Voice Daily Report System for Multinational Workers

A SaaS that turns native-language voice daily reports into Japanese text so managers can review status and give feedback. Supports 16 languages.

Challenge

Traditional interview-based care had high time constraints and psychological barriers, making adequate care difficult while employee mental health issues were increasing.

Solution

Built an app that transcribes and translates voice daily reports recorded in each worker's native language, with alerts and question templates to help managers notice risk signals earlier.

Result

Created an operating flow for managers to review employee changes before interviews

Team

1 member, 2 months

PM & full engineering

Role

Handled requirements, screen design, voice processing, permissions, and operations design.

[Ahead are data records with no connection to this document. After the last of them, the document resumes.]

Issue #869, opened 2020-05-22
[Parse CSS Rules] @font-face should be uninlineable


aarongerig:
The `parseCssRules` method should not mark `@font-face` as inlineable. Otherwise, the font declaration simply gets removed since there is no DOM element found for the `@font-face` selector.

`@font-face`should be put into `<head><style type="text/css">...</style></head>` so fonts can be loaded and rendered.

WDYT?

JakeQZ:
I agree, we should support this, thanks @aarongerig for raising it.

It could probably be handled similarly to how `@import` and `@charset` rules are - [these are filtered out of the input CSS](https://github.com/MyIntervals/emogrifier/blob/v3.1.0/src/Emogrifier/CssInliner.php#L476) and [put back in at the end](https://github.com/MyIntervals/emogrifier/blob/v3.1.0/src/Emogrifier/CssInliner.php#L1065).

We are considering using a 3rd party library for parsing CSS (#544), which may help, but TBH I don't expect this to happen any time soon.

In the meantime, if you would like to submit a PR for this specific issue, it would be very much appreciated (and hopefully the links above will be pointers for where to start)... the code in this area looks a bit messy (I wrote some of it) so any other improvements you could suggest would also be welcome...

aarongerig:
@JakeQZ Thanks for the quick response! Sure, I'll give it a try with the PR. 👍🏻

PR #870, opened 2020-05-25
Extract font-face rules and inject into head <styles> element

aarongerig:
This is the follow up to issue https://github.com/MyIntervals/emogrifier/issues/869.

The code was tested on one of my current projects and there all `@font-face` rules were successfully extracted and injected into the `<styles>` element.

Let me know if I can do something else to get this into master.

### DIFF
--- a/src/CssInliner.php
+++ b/src/CssInliner.php
@@ -172,13 +172,13 @@ class CssInliner extends AbstractHtmlProcessor
         $cssWithoutComments = $this->removeCssComments($combinedCss);
         list($cssWithoutCommentsCharsetOrImport, $cssImportRules)
             = $this->extractImportAndCharsetRules($cssWithoutComments);
-        list($cssWithoutCommentsCharsetOrImportAndFontFaces, $cssFontFaces)
-            = $this->extractFontFaces($cssWithoutCommentsCharsetOrImport);
+        list($cssWithoutCommentsCharsetImportOrFontFace, $cssFontFaces)
+            = $this->extractFontFaceRules($cssWithoutCommentsCharsetOrImport);
 
         $uninlinableCss = $cssImportRules . $cssFontFaces;
 
         $excludedNodes = $this->getNodesToExclude();
-        $cssRules = $this->parseCssRules($cssWithoutCommentsCharsetOrImportAndFontFaces);
+        $cssRules = $this->parseCssRules($cssWithoutCommentsCharsetImportOrFontFace);
         $cssSelectorConverter = $this->getCssSelectorConverter();
         foreach ($cssRules['inlinable'] as $cssRule) {
             try {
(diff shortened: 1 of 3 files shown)


src/CssInliner.php
```diff
@@ -172,9 +172,13 @@ public function inlineCss(string $css = ''): self
...
         list($cssWithoutCommentsCharsetOrImport, $cssImportRules)
             = $this->extractImportAndCharsetRules($cssWithoutComments);
+        list($cssWithoutCommentsCharsetOrImportAndFontFaces, $cssFontFaces)
+            = $this->extractFontFaces($cssWithoutCommentsCharsetOrImport);
+
+        $uninlinableCss = $cssImportRules . $cssFontFaces;
 
         $excludedNodes = $this->getNodesToExclude();
-        $cssRules = $this->parseCssRules($cssWithoutCommentsCharsetOrImport);
+        $cssRules = $this->parseCssRules($cssWithoutCommentsCharsetOrImportAndFontFaces);
```
JakeQZ, line 181: I don't think the variable name should contain both "or" and "and" - perhaps `$cssWithoutCommentsCharsetImportOrFontFace`?

tests/Unit/CssInlinerTest.php
```diff
@@ -3206,6 +3206,121 @@ public function inlineCssNotCopiesInlinableRuleAfterImportRuleToStyleElement()
...
+                'before' => 'p:hover { color: green; }' . "\n",
+                '@font-face' => '@font-face { font-family: "Foo Sans"; src: url("/foo-sans.woff2") format("woff2"); }',
+                'after' => '',
+            ],
+            '@font-face preceded by matching @media rule' => [
+                'before' => '@media (max-width: 640px) { p { color: green; } }' . "\n",
+                '@font-face' => '@font-face { font-family: "Foo Sans"; src: url("/foo-sans.woff2") format("woff2"); }',
+                'after' => '',
+            ],
+        ];
```
JakeQZ, line 3272: Good set of tests 👍

src/CssInliner.php
aarongerig: I agree. I renamed it as well as the name of the extraction method, just to be consistent.

aarongerig:
Great – thanks for reviewing @JakeQZ !

tests/Unit/CssInlinerTest.php
```diff
@@ -3206,6 +3206,121 @@ public function inlineCssNotCopiesInlinableRuleAfterImportRuleToStyleElement()
...
+                '@font-face' => '@font-face { font-family: "Foo Sans"; src: url("/foo-sans.woff2") format("woff2"); }',
+                'after' => "\n" . '@media (max-width: 640px) { p { color: green; } }',
+            ],
+            '@font-face preceded by matching inlinable rule' => [
+                'before' => 'p { color: green; }' . "\n",
+                '@font-face' => '@font-face { font-family: "Foo Sans"; src: url("/foo-sans.woff2") format("woff2"); }',
+                'after' => '',
+            ],
+            '@font-face preceded by matching uninlinable rule' => [
+                'before' => 'p:hover { color: green; }' . "\n",
```
oliverklee, line 3263: As there are not double quotes in the string, we can use a single string encased in double quotes here, allowing us to avoid the concatenation altogether here. Ditto for the next data set.

aarongerig: Done.

aarongerig:
Awesome, thanks so much guys! 🙏🏻

PR #875, opened 2020-06-11
[BUGFIX] Avoid exception with :last-of-type etc.

### LINKED ISSUE #872: ExpressionErrorException: "*:last-of-type" is not implemented.
I'm trying to change over from 2.0 to 3.1

old code:
```
$emogrifier = new Emogrifier();
$emogrifier->setHtml($html);
$emogrifier->setCss($this->createCss());
return $emogrifier->emogrify();
```

new code attempted:

`return CssInliner::fromHtml($html)->inlineCss($this->createCss())->render();`

or

```
$domDocument = CssInliner::fromHtml($html)->inlineCss($this->createCss())->getDomDocument();
Emogrifier\HtmlProcessor\HtmlPruner::fromDomDocument($domDocument)->removeElementsWithDisplayNone();
$html = Emogrifier\HtmlProcessor\CssToAttributeConverter::fromDomDocument($domDocument)->convertCssToVisualAttributes()->render();
return $html;
```

Both give me

Symfony\Component\CssSelector\Exception\ExpressionErrorException: "*:last-of-type" is not implemented.

JakeQZ:
This simply broadens the range of exceptions thrown by `symfony/css-selector` (for unsupported selector expressions) which will be caught and discarded in non-debug mode.

It does not make anything magically work which didn't previously; however, it does allow the rest of the CSS to achieve full functionality, with only the affected CSS rule and selector suffering.

The tests and changes to the README clarify and correct-as-documented the current behaviour for these edge cases, which could be improved upon in future.

These are currently rarely-used CSS pseudo-classes; their level of support in mainstream browsers has only [recently reached 95% of audiences](https://caniuse.com/#search=last-of-type).  Their level of support in email clients is likely to be drasitcally lower per se for some time to come, but may be something Emogrifier can help with moving forwards, as their use becomes more widespread&hellip;

Closes #872.  New issue https://github.com/MyIntervals/emogrifier/issues/876 for follow-up.

### DIFF
--- a/CHANGELOG.md
+++ b/CHANGELOG.md
@@ -73,6 +73,8 @@ This project adheres to [Semantic Versioning](https://semver.org/).
   ([#773](https://github.com/MyIntervals/emogrifier/pull/773))
 
 ### Fixed
+- Allow `:last-of-type` etc. without type, without causing exception
+  ([#875](https://github.com/MyIntervals/emogrifier/pull/875))
 - Make sure to use the Composer-installed development tools
   ([#862](https://github.com/MyIntervals/emogrifier/pull/862),
   [#865](https://github.com/MyIntervals/emogrifier/pull/865))
--- a/README.md
+++ b/README.md
@@ -308,33 +308,35 @@ Emogrifier currently supports the following
    * [first-child](https://developer.mozilla.org/en-US/docs/Web/CSS/:first-child)
    * [first-of-type](https://developer.mozilla.org/en-US/docs/Web/CSS/:first-of-type)
      (with a type, e.g. `p:first-of-type` but not `*:first-of-type` which will
-     behave as `*:first-child`)
+     currently be treated as `*:not(*)`)
    * [last-child](https://developer.mozilla.org/en-US/docs/Web/CSS/:last-child)
    * [last-of-type](https://developer.mozilla.org/en-US/docs/Web/CSS/:last-of-type)
-     (with a type)
+     (with a type &ndash; without a type, it will be treated as `:not(*)`)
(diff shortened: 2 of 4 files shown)


JakeQZ:
PS. In the README I am trying to clarify with `:not(*)` that the selector will not match anything but will not be discarded completely if in a comma-separated list.  E.g. those in-the-know will know that

```css
input::-webkit-input-placeholder, input:-ms-input-placeholder, 
  input:-moz-placeholder, input::-moz-placeholder 
{
  font-size: 1.25rem;
}
```

will not work.  Each specifically-targeted browser will throw away the entire rule because it doesn't recognize the component targeting a rival browser, and the above must be written as

```css
input::-webkit-input-placeholder {
  font-size: 1.25rem;
}
input:-ms-input-placeholder {
  font-size: 1.25rem;
}
input:-moz-placeholder {
  font-size: 1.25rem;
}
input::-moz-placeholder {
  font-size: 1.25rem;
}
```

Or, for a non-browser-specific example lifted from a popular WordPress theme which does not work as well as it could:

```css
.home.blog .site-header,
.home.page:not(.page-template-template-homepage) .site-header,
.home.post-type-archive-product .site-header {
    margin-bottom: 4.235801032em
}
```

IE8 (or any other parser which does not support `:not`) would, perfectly justifiably according to the spec, discard the entire rule, so it should be broken up as follows:

```css
.home.blog .site-header,
.home.post-type-archive-product .site-header {
    margin-bottom: 4.235801032em
}
.home.page:not(.page-template-template-homepage) .site-header {
    margin-bottom: 4.235801032em
}
```

I want to be clear that this splitting up of rules is not required, even if it is slightly at odds with the spec.

PR #877, opened 2020-06-11
[TASK] Prepare release of version 4.0.0

### LINKED ISSUE #874: Get version 4.0.0 out of the door
@zoliszabo @JakeQZ @jjriv I'd like to get version 4.0.0 out of the door soon.

For this, we'll should fix those bugs first:
- [x] #873 build failure on master
- [x] #872 catch exception thrown in the Symfony CSS component

Do we need to fix/change anything else before we can release version 4.0.0? (I'll move all other issues currently targeted at 4.0.0 to the next milestone.)

oliverklee:
Closes #874

### DIFF
--- a/CHANGELOG.md
+++ b/CHANGELOG.md
@@ -31,8 +31,6 @@ This project adheres to [Semantic Versioning](https://semver.org/).
 - Configuration setting methods now all return `$this` to allow chaining
   ([#824](https://github.com/MyIntervals/emogrifier/pull/824),
   [#854](https://github.com/MyIntervals/emogrifier/pull/854))
-- Add support for PHP 7.4
-  ([#821](https://github.com/MyIntervals/emogrifier/pull/821))
 - Disable php-cs-fixer Yoda conditions
   ([#791](https://github.com/MyIntervals/emogrifier/issues/791),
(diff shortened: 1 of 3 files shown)


CHANGELOG.md
```diff
@@ -5,6 +5,19 @@ This project adheres to [Semantic Versioning](https://semver.org/).
...
+
+### Deprecated
+- Support for PHP 7.1 will be removed in Emogrifier 6.0.
+
+### Removed
+
+### Fixed
+
+## 4.0.0
+
```
JakeQZ, line 20: Should there be an entry for 3.1.0 as well?  We've previously had entries for e.g. 2.1.0, 2.1.1 and 2.2.0.

oliverklee: 2.1.0 etc. ended up in the 3.0.0 changelog because we released the 2.1.0 versions etc. from master (which then became version 3.0.0), whereas 3.1.0 comes from a branch off the 3.0.0 tag because we already had some breaking changes in master at that time (if I remember correctly).

To make things more straightforward (so people can see the changes for 4.0.0 over 3.1.0), I'll update the changelog accordingly.

oliverklee: Done and pushed.

PR #189, opened 2017-05-22
Add infrastructure needed for config defaults

HaoK:
Needed for https://github.com/aspnet/MetaPackages/issues/117

@ajcvickers

### DIFF
--- a/src/Microsoft.Extensions.Options/Infrastructure/ConfigureDefaultOptions.cs
+++ b/src/Microsoft.Extensions.Options/Infrastructure/ConfigureDefaultOptions.cs
@@ -1,0 +1,66 @@
+// Copyright (c) .NET Foundation. All rights reserved.
+// Licensed under the Apache License, Version 2.0. See License.txt in the project root for license information.
+
+using System;
+
+namespace Microsoft.Extensions.Options.Infrastructure
+{
+    /// <summary>
+    /// Used by ConfigureDefaults to configure defaults.
+    /// </summary>
+    /// <typeparam name="TOptions"></typeparam>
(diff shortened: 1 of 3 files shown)


src/Microsoft.Extensions.Options/Infrastructure/ConfigureDefaultOptions.cs
```diff
@@ -0,0 +1,66 @@
...
+
+        /// <summary>
+        /// The configuration action.
+        /// </summary>
+        public Action<TOptions> Action { get; }
+
+        /// <summary>
+        /// Invokes the registered configure Action if the name matches.
+        /// </summary>
+        /// <param name="name"></param>
```
ajcvickers: Missing docs

src/Microsoft.Extensions.Options/Infrastructure/ConfigureDefaultOptions.cs
```diff
@@ -0,0 +1,66 @@
...
+
+using System;
+
+namespace Microsoft.Extensions.Options.Infrastructure
+{
+    /// <summary>
+    /// Used by ConfigureDefaults to configure defaults.
+    /// </summary>
+    /// <typeparam name="TOptions"></typeparam>
+    public class ConfigureDefaultOptions<TOptions> where TOptions : class
```
pakrym: Why if this class and not interface?

HaoK: We wanted to make it ghetto and something people don't use

Issue #191, opened 2017-06-01
Rename IInitializeOptions to IPostConfigureOptions


danroth27:
@divega @HaoK @ajcvickers 

Both `IConfigureOptions` and `IInitializeOptions` have similar semantics but they are called at different times. Based on the names it sounds like `IInitializeOptions` would happen before `IConfigureOptions`, but apparently the order is the opposite. Can we come up with a better name that makes the behavior more obvious?

HaoK:
Yeah don't disagree, need a name that conveys this is a `PostConfigure` phase.

danroth27:
What were the scenarios that motivated adding this additional stage? The scenarios might help determine the name. I believe you said one of the scenarios was validation?

HaoK:
Its basically Fixup/Validation, but we didn't want to bite off the entire validation feature for options, so we targeted only fixup/normalization, auth uses it to do things to establish defaults, in your azure options for example, I use this to establish set the authority

HaoK:
So if we want an uber lame name that's extremely clear, `service.PostConfigure<TOptions>()` does fit the description.

danroth27:
@glennc

divega:
Is this about triggering all the `IConfigureOptions` to run?

HaoK:
867583d945f0297212ddc11d6863562d31cb251d

divega:
A few of us talked about this with @davidfowl and he believes we really should revisit this decision.

HaoK:
For post preview2 right?

HaoK:
@divega can you summarize what we want to revisit, just the naming or its existence? :)

divega:
@HaoK very briefly, @davidfowl thinks that the name `IPostConfigureOptions` is bad and wants us to think harder about it.

divega:
@HaoK could you please summarize what `IPostConfigureOptions` is for?

HaoK:
It should be thought of as a parallel set of Configure's that behave identically, but all run after Configure, in the order they were registered.  

The common scenario will be to calculate defaults from what's been already configuration.

HaoK:
All that said PostConfigure is explicitly correct, any intent we give it is fairly arbitrary, its basically Configure2

HaoK:
But something like [I]Calculate/Compute[Options] might imply running after Configure better than Initialize...

divega:
[...]

PR #192, opened 2017-06-02
Intialize => PostConfigure

HaoK:
Fixes https://github.com/aspnet/Options/issues/191

Will need to update security as well.

cc @ajcvickers @divega


HaoK:
867583d945f0297212ddc11d6863562d31cb251d

Issue #199, opened 2017-06-14
IOptionsChangeTokenSource does not work with scoped IConfigureOptions


pakrym:
Not sure if this is intended behavior but it is confusing. 
Consider the following example:

``` csharp
 public class Startup
    {
        // This method gets called by the runtime. Use this method to add services to the container.
        // For more information on how to configure your application, visit https://go.microsoft.com/fwlink/?LinkID=398940
        public void ConfigureServices(IServiceCollection services)
        {
            services.AddScoped<IConfigureOptions<ScopedOptions>, ScopedConfigureOptions>();
        }

        // This method gets called by the runtime. Use this method to configure the HTTP request pipeline.
        public void Configure(IApplicationBuilder app, IHostingEnvironment env)
        {
            if (env.IsDevelopment())
            {
                app.UseDeveloperExceptionPage();
            }

            app.Run(async (context) =>
            {
                var optionsSnapshot = context.RequestServices.GetService<IOptionsSnapshot<ScopedOptions>>();
                await context.Response.WriteAsync(optionsSnapshot.Value.I.ToString());
            });
        }
    }

    public class ScopedConfigureOptions : IConfigureOptions<ScopedOptions>
    {
        private int _i;
        private static int _global;

        public ScopedConfigureOptions()
        {
            _i = _global++;
        }

        public void Configure(ScopedOptions options)
        {
            options.I = _i;
        }
    }

    public class ScopedOptions
    {
        public int I { get; set; }
    }
```

I would expect `OptionsSnapshot` being scoped to initialize options instance using new instance of scoped `IConfigureOptions` every time instead last first one is cached forever (if `IOptionsChangeTokenSource` is not used)

@HaoK

pakrym:
Scoped IOptionsChangeTokenSource on the other hand are supported

HaoK:
Yeah this is a bug, the cache is singleton, so even though the snapshot is recreated, the cache'd value is returned.

The snapshot shouldn't be using the IOptionsCache at all, we should consider switching IOptionsMonitor over to the IOptionsCache/IOptionsFactory and having that be the official new way to get live options instances + do cache invaldations

HaoK:
Basically OptionsSnapshot should only be using the factory, and the instance itself is the scoped cache.

HaoK:
There's a second issue here as a result, snapshot shouldn't really be doing the changeSource registration.  I'll file an issue for that now

PinpointTownes:
[...]

PR #202, opened 2017-06-15
Fix scoped snapshot bug

HaoK:
Fixes https://github.com/aspnet/Options/issues/199

cc @ajcvickers @pakrym @divega


pakrym:
Can you please add a test verifies scenario from the bug works? Do we need IOptionsCache as abstraction now?

HaoK:
I started with your test, and merged with the existing one after making sure it passed.

RE IOptionsCache, depends on if we have time to update IOptionsMonitor for 2.0, if we don't update it, we will probably have to end up adding basically an IOptionsMonitor2 in 2.1 to unify things.

Issue #201, opened 2017-06-15
IOptionsMonitor should be updated for 2.0


HaoK:
Related https://github.com/aspnet/Options/issues/199

Snapshot shouldn't responsible for registering IOptionsChangeTokenSource

I think we need to update IOptionsMonitor to use the new 2.0 functionality especially now that logging uses it.

Proposed changes for `IOptionsMonitor` 
- Use IOptionsFactory / support names / post configures
- Use the IOptionsCache to get live updates / handle cache invalidations (should potentially revisit the config reload token hookup to see if there's any improvements there)

@ajcvickers @divega thoughts?  With logging using options monitor, its gone from not very important to super important scenario, and it got 0 love in 2.0 so far...

HaoK:
Note: if we don't end up updating IOptionsMonitor to use IOptionsCache in 2.0, we should remove the public  IOptionsCache since it won't be used anywhere now that Snapshot isn't using it. cc @pakrym

divega:
@HaoK I like the idea because if I understand correctly this also helps making things more consistent across all options flavors. It adds to the work that you need to do for 2.0, and I am not sure if that is a good idea :smile:

HaoK:
@divega and I chatted and we're going to try and make options consistent for 2.0.

IOptions/IOptionsMonitor should both switch to using IOptionsFactory to pickup IPostConfigureOptions.

We should support named options at a minimum for IOptionsMonitor and maybe IOptions if I have time

HaoK:
50a900bbb01690463db0a4aa4ce755bb7c7100e1

Issue #197, opened 2017-06-14
Should IOptions also consume IPostConfigureOptions


HaoK:
See https://github.com/aspnet/Options/issues/191

@divega @davidfowl @ajcvickers

HaoK:
50a900bbb01690463db0a4aa4ce755bb7c7100e1

PR #203, opened 2017-06-19
Normalize Options[Monitor] to use IOptionsFactory

HaoK:
All 3 variantations of IOptions now consistently use IOptionsFactory

Standardizes Names/PostConfigure behavior and support. (With the exception of IOptions not supporting names, we can add INamedOptions later to avoid breaking existing IOptions implementations)

Single shared OptionsManager used to implement IOptions + IOptionsSnapshot.

Fixes https://github.com/aspnet/Options/issues/201 https://github.com/aspnet/Options/issues/197

@divega @ajcvickers @davidfowl @pakrym


HaoK:
Notifcations/IOptionsChangeTokenSource still needs to be updated to support names

src/Microsoft.Extensions.Options/OptionsMonitor.cs
```diff
@@ -13,21 +13,22 @@ namespace Microsoft.Extensions.Options
     /// <typeparam name="TOptions"></typeparam>
     public class OptionsMonitor<TOptions> : IOptionsMonitor<TOptions> where TOptions : class, new()
     {
-        private LegacyOptionsCache<TOptions> _optionsCache;
-        private readonly IEnumerable<IConfigureOptions<TOptions>> _setups;
+        private readonly IOptionsCache<TOptions> _cache;
```
HaoK: IOptionsMonitorCache

HaoK:
50a900bbb01690463db0a4aa4ce755bb7c7100e1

Defined the MVP scope around field daily-report formats and manager review workflows.

Tech Stack

FrontendTypeScript / Next.js (App Router)
StateJotai / React Query
UITailwind CSS / Radix UI / shadcn/ui
DatabaseSupabase (PostgreSQL / Auth / Storage / Edge Functions / RLS)
AIOpenAI (Whisper, GPT-4o) / Google (Gemini, NLP API) / Vercel AI SDK
InfrastructureVercel / GitHub Actions

Key Features

01

Processing flow: voice recording → transcription → translation → sentiment/risk check → summary → follow-up question drafting

02

16 language support: Japanese, English, Vietnamese, Indonesian, Myanmar, Nepali, Filipino, Thai, etc.

03

Multi-tenant RBAC: Tenant isolation per workspace (RLS), 4-level role management

04

Customizable question templates: Flexible daily report formats adaptable to industry and workplace

05

API cost control through model selection by task and fallback chains

06

Monthly partitioning: Partition high-frequency tables to prevent performance degradation at scale

Technical Highlights

Security Architecture Improvement

Changed from public API endpoint-based analysis to internal trigger approach using Supabase Edge Function + pg_cron, eliminating the DDoS attack surface.

API Cost Control

Used GPT-4o-mini/Gemini Flash (cheap) for translation, Gemini Pro only for complex reasoning. Built fallback chain from Google NLP API → OpenAI for unsupported languages in sentiment analysis.

Multilingual Voice Processing Challenges

Improved accuracy for 16-language transcription using Whisper language parameters and domain-specific prompts. Addressed Safari voice recording compatibility with custom WebAudio API hooks.